Any OS able to run the core requirments.
EXPORT
None by default.
HISTORY
0.06 Changes to HTML Documentation. Tests fixed.
0.05 More minor stuff. Change to entities routine - still not ideal. Test suite upgraded and expanded again.
0.04 Removed un-used test files, other minor changes. Defect in Test script corrected, tested module on Linux.
0.03 Minor code changes and defect corrections. Example script included.
0.02 Some code changes, POD expanded, and test suite more developed.
0.01 Initial Build. Shown to the public on PerlMonks May 2002, for feedback.
See Chnages file for more detail
ToDo
This module needs expanded testing, and beta testing in the wild. It also needs the ability to accept rss/xsl files directly from file handles.

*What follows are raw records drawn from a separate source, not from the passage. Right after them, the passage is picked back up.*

Issue #4024, opened 2015-07-04
The --git-migrate setup option is not working


jamalex:
Installed: ka-lite-source - 0.14.alpha2-0ubuntu1

Tried to follow the [release note instructions](http://field.learningequality.org/develop/docs/installguide/release_notes.html#id1) for importing stuff from an old Git-based installation. It didn't seem to do anything (it just created a new database from scratch as usual, and didn't give any indication of importing anything from the old install).

    jamalex@hummingbird:~$ kalite manage setup --git-migrate /home/jamalex/fle/ka-lite
                                      
      _   __  ___    _     _ _        
     | | / / / _ \  | |   (_) |       
     | |/ / / /_\ \ | |    _| |_ ___  
     |    \ |  _  | | |   | | __/ _ \ 
     | |\  \| | | | | |___| | ||  __/ 
     \_| \_/\_| |_/ \_____/_|\__\___| 
                                      
    http://kalite.learningequality.org
                                      
             version 0.14.alpha2
                                      
    WARNING:root:It's recommended that you install Python version 2.7.9. Your version is: sys.version_info(major=2, minor=7, micro=6, releaselevel='final', serial=0)

    --------------------------------------------------------------------------------
    This script will configure the database and prepare it for use.
    --------------------------------------------------------------------------------
    Press [enter] to continue...
    Please choose a username and password for the admin account on this device.
      You must remember this login information, as you will need
      to enter it to administer this installation of KA Lite.
    Username (leave blank to use 'jamalex'): 
    ...

(Removing UX note from here, as that was meant for #4025)

jamalex:
Note: I'm in the process of rewriting `gitmigrate` -- so nobody take this one just now, please.

jamalex:
Fixed in #4026.

benjaoming:
@jamalex I moved the issue of `--option value` to #4039, thinking that this was indeed the problem you were experiencing as I could reliably see that options with a dash '-' were not blocked.

benjaoming:
Suggesting to close as a blocker for 0.14?

PR #4026, opened 2015-07-05
Updated gitmigrate command to a) work, b) be friendlier. Also, fixed docopt option parsing.

### LINKED ISSUE #4025: The gitmigrate management command isn't working
After failing with #4024, I tried running `gitmigrate` directly, but it failed as well (see below). I'm already working on trying some things for a fix.

    jamalex@hummingbird:~$ kalite manage gitmigrate
    CommandError: Must specify a path to migrate the Git installed version of KA Lite from

    jamalex@hummingbird:~$ kalite manage gitmigrate /home/jamalex/fle/ka-lite
    -------------------------------------------------------------------
    Attempting to copy Database file from previous installation
    -------------------------------------------------------------------

    IOError: [Errno 2] No such file or directory: '/usr/share/kalite/kalite/database/data.sqlite'

Also, on a UX note, it's hard to know what arguments to use, since it doesn't tell you about the `args[0]` option in the help, and the `--path` option is well-hidden:

    jamalex@hummingbird:~$ kalite manage help gitmigrate
    Usage: kalite manage gitmigrate [options] 

    Options:
      -v VERBOSITY, --verbosity=VERBOSITY
                            Verbosity level; 0=minimal output, 1=normal output,
                            2=verbose output, 3=very verbose output
      --settings=SETTINGS   The Python path to a settings module, e.g.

The URI handler needs to redirect "file:" requests to the file processor rather than the HTTP tool. In theory I could remove the xxx_file method all together if we treat all files as URIs.

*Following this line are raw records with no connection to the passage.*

Issue #4003, opened 2015-07-03
[Errno 13] Permission denied: '/usr/lib/python2.7/dist-packages/kalite/i18n/static/js/i18n/en.js'


radinamatic:
**Branch**: 0.14 on Ubuntu

**Current Behavior**: Error while installing trying to update English language pack:

`Error during update: Error: [Errno 13] Permission denied: '/usr/lib/python2.7/dist-packages/kalite/i18n/static/js/i18n/en.js'`

![update languages ka lite](https://cloud.githubusercontent.com/assets/1457929/8490587/b88f3c34-212b-11e5-9bd2-2c2b5bf734ec.png)

**Steps to reproduce**:

1. Login as Admin
2. Try to update English language pack

radinamatic:
The same error appeared when I tried to install the Spanish language pack. Seems as if the packs are downloaded, though...

benjaoming:
Grrr, that used to work on the .deb

radinamatic:
Sorry, @benjaoming  I have a new one for you after the latest update to alpha2:

`[Errno 13] Permission denied: '/usr/lib/python2.7/dist-packages/kalite/i18n/data/dubbed_video_mappings.json'`  


![update languages ka lite2](https://cloud.githubusercontent.com/assets/1457929/8502255/e04c5838-21ad-11e5-918a-d8c071ef3f8b.png)

Same as yesterday, the update itself seems to finish fine (see the 'Up to Date' status), it just throws these errors at the end.  

Do you think it's the same problem, or should I open a separate issue?

benjaoming:
this is definitely an error, I will look at it, no need to test it further before there's a patch... thanks!

benjaoming:
There are two different issues at play here, but they both revolve around that the language packs are  mis-designed, something that was missed initially when moving the language data to user directories.. we only created ~/.kalite/locale

We need two new user-writable locations:

1. A general user-writable static_dir that will be picked up by `collectstatic`. This will address the write-error on `/usr/lib/python2.7/dist-packages/kalite/i18n/static/js/i18n/en.js`.
1. We have start copying out the json sources that are modified when new language packs are added and read them from a user-location. This will address the latter write error on dubbed_video_mappings.json

This will also prevent future updates from over-writing user-downloaded language packs.

benjaoming:
@radinamatic this is fixed now and released in alpha7

[...]

PR #4028, opened 2015-07-05
0.14.alpha3

benjaoming:

 * [x] ka-lite on pypi
 * [x] ka-lite-static on pypi
 * [x] ka-lite on Launchpad PPA
 * [ ] OSX installer
 * [ ] Windows installer

**WARNING** Merging this, merges and closes all PRs contained in this PR, and they may have a separate review process and amendments following. So don't merge this PR!! :)

## Known issues

 * languagepacks do not fully work in distributed environments #4003
 * syncing to central server is broken #4032


kalite/version.py
```diff
@@ -7,7 +7,7 @@
 # Must also be of the form N.N.N for internal use, where N is a non-negative integer
 MAJOR_VERSION = "0"
 MINOR_VERSION = "14"
-PATCH_VERSION = "0"
+PATCH_VERSION = "alpha3"
```
MCGallaspy: This will get automatically "cleaned up" by setuptools, which I discovered when running the command `setup.py sdist --static`. "0.14.alpha3" gets turned into "0.14a3" (or something like that). Basically you can get into trouble if you expect the version to look like the former but it looks like the latter.

jamalex: This will also likely break syncing and other version-parsing dependent features.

Provide xmlcatalog exmaple so the the manual removal of DTDs can be taken out.
Possibly re-write XML::RSS based on the LibXML parser, or fix it's output on the older XML::Parser core. Try and develop a more effective XML stream pre-parsing auto-wash function...
Defects and Limitations
If an RSS or XSL-T file is passed into LibXML and it contains references to external files, such as a DTD or external entites, LibXML will automatically attempt to obtain the files, before performing the transformation. If the files refered to are on the public INTERNET, and you do not have a connection when this happens you may find that the process waits around for several minutes until LibXML gives up. If you plan to use this module in an asyncronous manner, you should setup an XML Catalog for LibXML using the GNOME xmlcatalog command. See: http://www.xmlsoft.org/catalog.html for more details.

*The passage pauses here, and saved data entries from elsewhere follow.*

PR #4036, opened 2015-07-06
No failure on "--long-option value" when dash in long option

benjaoming:
command line failure on --option=value pairs **without** = (e.g. "--long-option value") should understand --long-option containing a dash

#4026


benjaoming:
The whole point of this was to ship a short-term solution that would be acceptable for 0.14 -- but short-term solutions have a way of proving why they can be considered short-term..... within a short term!!!!!

benjaoming:
Merging, usual timeout problems in tests.

PR #4411, opened 2015-09-10
expire sessions every 30 minutes.

### LINKED ISSUE #4399: 0.14.0 Cookie is not expiring when the the browser is closed on remote clients.
I have been experiencing this quite a bit while testing, it seems that from a remote machine after logging into a KA-Lite server instance as admin that if I then close the browser and reopen the browser to that same ip address, I am still logged in as before where the expected behavior is that the cookie would be deleted and I should have to select facility and provide username and password credentials to log back in.  This does not happen on the same machine that is hosting the KA-Lite server instance and seems to only happen on remote connections to that server. 

The use case I see this being an issue for is in a computer lab scenario with a dedicated server where the teachers and students are logging in using the same machines giving the students elevated privileges to the KA-Lite server instance.

aronasorman:
Fixes #4399. Expire cookies every 30 minutes instead of "browser close".

### DIFF
--- a/kalite/settings/base.py
+++ b/kalite/settings/base.py
@@ -461,9 +461,10 @@ KEY_PREFIX = version.VERSION
 # Separate session caching from file caching.
 SESSION_ENGINE = getattr(
     local_settings, "SESSION_ENGINE", 'django.contrib.sessions.backends.signed_cookies' + (''))
-    
-# Expire session cookies whenever we close the browser.
-SESSION_EXPIRE_AT_BROWSER_CLOSE = True
+
+# Expire session cookies after 30 minutes, but extend sessions when there's activity from the user.
+SESSION_COOKIE_AGE = 60 * 30     # 30 minutes
+SESSION_SAVE_EVERY_REQUEST = True
 
 # Use our custom message storage to avoid adding duplicate messages
 MESSAGE_STORAGE = 'fle_utils.django_utils.classes.NoDuplicateMessagesSessionStorage'


kalite/settings/base.py
```diff
@@ -461,9 +461,10 @@
 # Separate session caching from file caching.
 SESSION_ENGINE = getattr(
     local_settings, "SESSION_ENGINE", 'django.contrib.sessions.backends.signed_cookies' + (''))
-    
-# Expire session cookies whenever we close the browser.
-SESSION_EXPIRE_AT_BROWSER_CLOSE = True
+
+# Expire session cookies after 30 minutes, but extend sessions when there's activity from the user.
+SESSION_COOKIE_AGE = 60 * 30     # 30 minutes
+SESSION_SAVE_EVERY_REQUEST = True
```
rtibbles: Just out of interest, does this have performance implications?

rtibbles:
Could you merge in latest 0.15.x to confirm tests passing?

kalite/settings/base.py
aronasorman: I have not measured, unfortunately. And the system @foolchan2556 made isn't ready yet. But hopefully we can get one by the end of 0.16.x. 

By my cursory testing though there's no noticeable performance change.

aronasorman:
@rtibbles I'm getting some sauce-related errors, can you take a quick peek and see what's causing them?

aronasorman:
Tests pass! (awyeah)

Many commercial RSS feeds are derived from the Content Managment System in use at the site. Often the RSS feed is either not well formed or it is invalid. In either case this will prevent the RSS parser from functioning, and you will get no output. The auto_wash option attempts to fix these errors, but it's is neither perfect nor ideal. Some people report good succes with complaining to the site.
XML::RSS on which this module uses for RSS normalisation has a defect in that in does not escape & " ' < > in it's output stream, resulting in invalid XML. Again the auto_wash option attempts to correct this, but again, the correction is not reliable....
Perl pre 5.7.x is not able to handle Unicode fully, strange things happen... Things should get better as 5.8.0 is now available.
AUTHOR
Adam Trickett, <atrickett@cpan.org>
This module contains the direct and indirect input of a number of Perlmonks: Ovid, Matts and more...
SEE ALSO
perl
, XML::RSS
, XML::LibXSLT
, XML::LibXML
, LWP
and HTTP::GHTTP
.
COPYRIGHT
XML::RSS::Tools, Copyright iredale Consulting 2002
This program is free software; you can redistribute it and/or modify it under the terms of the GNU General Public License as published by the Free Software Foundation; either version 2 of the License, or (at your option) any later version.
This program is distributed in the hope that it will be useful, but WITHOUT ANY WARRANTY; without even the implied warranty of MERCHANTABILITY or FITNESS FOR A PARTICULAR PURPOSE. See the GNU General Public License for more details.
You should have received a copy of the GNU General Public License along with this program; if not, write to the Free Software Foundation, Inc., 59 Temple Place - Suite 330, Boston, MA 02111, USA.